Menurut Septiani (2004), berdasarkan Gambar 3 dapat diketahui bahwa kadar nutrisi lamtoro
gung hampir sama dengan kedelai, bahkan kadar protein kecap lamtoro gung lebih tinggi
daripada kecap kedelai. Berdasarkan SII, kecap lamtoro gung dapat digolongkan dalam kecap

no 1 karena kadar proteinnya lebih dari 6% yaitu sekitar 20,86%.

Kontrol mutu atau kualitas kecap berbasis Lamtoro Gung

a)    Rasa

Menurut Koswara (1997) rasa terbentuk pada saat proses fermentasi moromi yaitu tahap
fermentasi dalam larutan garam 20%. Penambahan garam dengan kadar 20% mampu
menghasilkan rasa yang enak karena pada proses ini senyawa nitrogen terlarut yang ada pada
koji tertarik kedalam larutan garam sehingga rasa yang dihasilkan enak.
b)    Aroma

Berdasarkan penelitian Rahayu (2005), aroma yang dihasilkan pada kecap lamtoro gung
kurang disukai karena lamtoro gung memiliki aroma yang berbeda dari aroma bahan baku
yang kecap pada umumnya dan biasanya aroma ini kurang disukai sehingga berpengaruh
pada aroma kecap.

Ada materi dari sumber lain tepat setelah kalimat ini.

PR #2237, opened 2022-03-14
Update dependencies

Kerollmops:
This PR upgrade and updates the dependencies of meilisearch, but first I removed three unused dependencies. I used [cargo udeps](https://github.com/est31/cargo-udeps) to detect those and [cargo upgrade](https://github.com/killercup/cargo-edit/blob/master/README.md#available-subcommands) to upgrade ⬆️

~This PR **must** be merged when https://github.com/meilisearch/milli/pull/465 is merged and then must be updated accordingly i.e. using the latest version of milli.~

### DIFF
--- a/meilisearch-http/src/extractors/authentication/mod.rs
+++ b/meilisearch-http/src/extractors/authentication/mod.rs
@@ -144,6 +144,7 @@ pub mod policies {
     pub static TENANT_TOKEN_VALIDATION: Lazy<Validation> = Lazy::new(|| {
         let mut validation = Validation::default();
         validation.validate_exp = false;
+        validation.required_spec_claims.remove("exp");
         validation.algorithms = vec![Algorithm::HS256, Algorithm::HS384, Algorithm::HS512];
         validation
     });
@@ -205,9 +206,7 @@ pub mod policies {
                 return None;
             }
 
-            let mut validation = Validation::default();
-            validation.validate_exp = false;
-            validation.validate_nbf = false;
+            let mut validation = TENANT_TOKEN_VALIDATION.clone();
             validation.insecure_disable_signature_validation();
             let dummy_key = DecodingKey::from_secret(b"secret");
             let token_data = decode::<Claims>(token, &dummy_key, &validation).ok()?;
--- a/meilisearch-http/src/extractors/authentication/mod.rs
+++ b/meilisearch-http/src/extractors/authentication/mod.rs
@@ -131,7 +131,7 @@ pub trait Policy {
 }
 
 pub mod policies {
-    use jsonwebtoken::{dangerous_insecure_decode, decode, Algorithm, DecodingKey, Validation};
+    use jsonwebtoken::{decode, Algorithm, DecodingKey, Validation};
     use once_cell::sync::Lazy;
     use serde::{Deserialize, Serialize};
     use time::OffsetDateTime;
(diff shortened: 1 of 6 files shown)


MarinPostma (dismissed):

Kerollmops:
Hey @ManyTheFish,

I am not sure of how I should patch the `jsonwebtoken` library bump, they removed the `dangerous_insecure_decode` function. I followed [this PR](https://github.com/mozilla/sccache/pull/1137/files/351484fe899270c68b9497b9d4e3f661356e2f4f#diff-16425d15ca815137ec49d96fd0a07bd1e920bf54c13eb1eccb2db5c1d5094ae9) but it doesn't seem to pass the tests.

meilisearch-http/src/extractors/authentication/mod.rs
```diff
@@ -204,12 +206,17 @@ pub mod policies {
                 return None;
             }
 
+            let mut validation = TENANT_TOKEN_VALIDATION.clone();
+            validation.insecure_disable_signature_validation();
+            let dummy_key = DecodingKey::from_secret(b"secret");
```
MarinPostma, line 211: uh, you sure about that?

meilisearch-http/src/extractors/authentication/mod.rs
```diff
@@ -204,12 +206,17 @@ pub mod policies {
                 return None;
             }
 
+            let mut validation = TENANT_TOKEN_VALIDATION.clone();
+            validation.insecure_disable_signature_validation();
```
MarinPostma, line 210: are we sure about that too? The doc says that we should only do that if know what we are doing. If we really do, may be we should add a comment explaining why this is ok.

MarinPostma (changes requested):

meilisearch-http/src/extractors/authentication/mod.rs
Kerollmops: Many changed that in the latest commit of this PR [4aef7c5](https://github.com/meilisearch/meilisearch/pull/2237/commits/4aef7c5ac5a8d9856472ed1621ed74685e4c5cf9) as the tests were not passing. You can ask him if you want, maybe I made a mistake when rebasing.

meilisearch-http/src/extractors/authentication/mod.rs
Kerollmops: Same as above. @ManyTheFish can you review this PR and especially the two parts @MarinPostma quoted here, please?

meilisearch-http/src/extractors/authentication/mod.rs
ManyTheFish: DecodingKey doesn't have default implementation, we could change it to:
```suggestion
            let dummy_key = DecodingKey::from_secret(b"dummy");
```
or:
```suggestion
            let dummy_key = DecodingKey::from_secret(b"");
```

meilisearch-http/src/extractors/authentication/mod.rs
ManyTheFish: Yes, here we don't already know the API key to decode properly the token, to do it, we have to get the key prefix stored in the token.
So:
1) We decode the token to get the prefix
2) We retrieve the API key from the prefix
3) We verify the token with the retrieved API key

ManyTheFish (approved):

MarinPostma (changes requested):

Selain itu proses fermentasi moromi pada kecap harus dilakukan selama
lebih dari 30 hari karena semakin lama proses fermentasi aroma yang dihasilkan akan lebih
baik.

c)     Warna

Warna kecap tidak mutlak ditentukan oleh varietas maupun lama fermentasi tetapi ditentukan
dengan banyaknya penambahan gula merah sehingga mempengaruhi warna pada kecap.
Berdasarkan penelitian Budi setiawati (2006), pada pemasakan dan penambahan gula merah,
maka larutan akan berubah yang diakibatkan hasil reaksi browning antara gula pereduksi dan
gugus amino dan protein.

d)    Kekentalan Kecap

Kekentalan kecap dipengaruhi oleh banyaknya bahan terlarut (protein terlarut) ditambah
dengan bumbu dan gula merah kemudian dipanaskan pada suhu 80-85ᵒ C dan diaduk sampai
rata selama 2-3 jam ( jurnal ilmu pertanian, 2006). Sehingga melalui proses tersebut
didapatkan kekentalan kecap yang baik.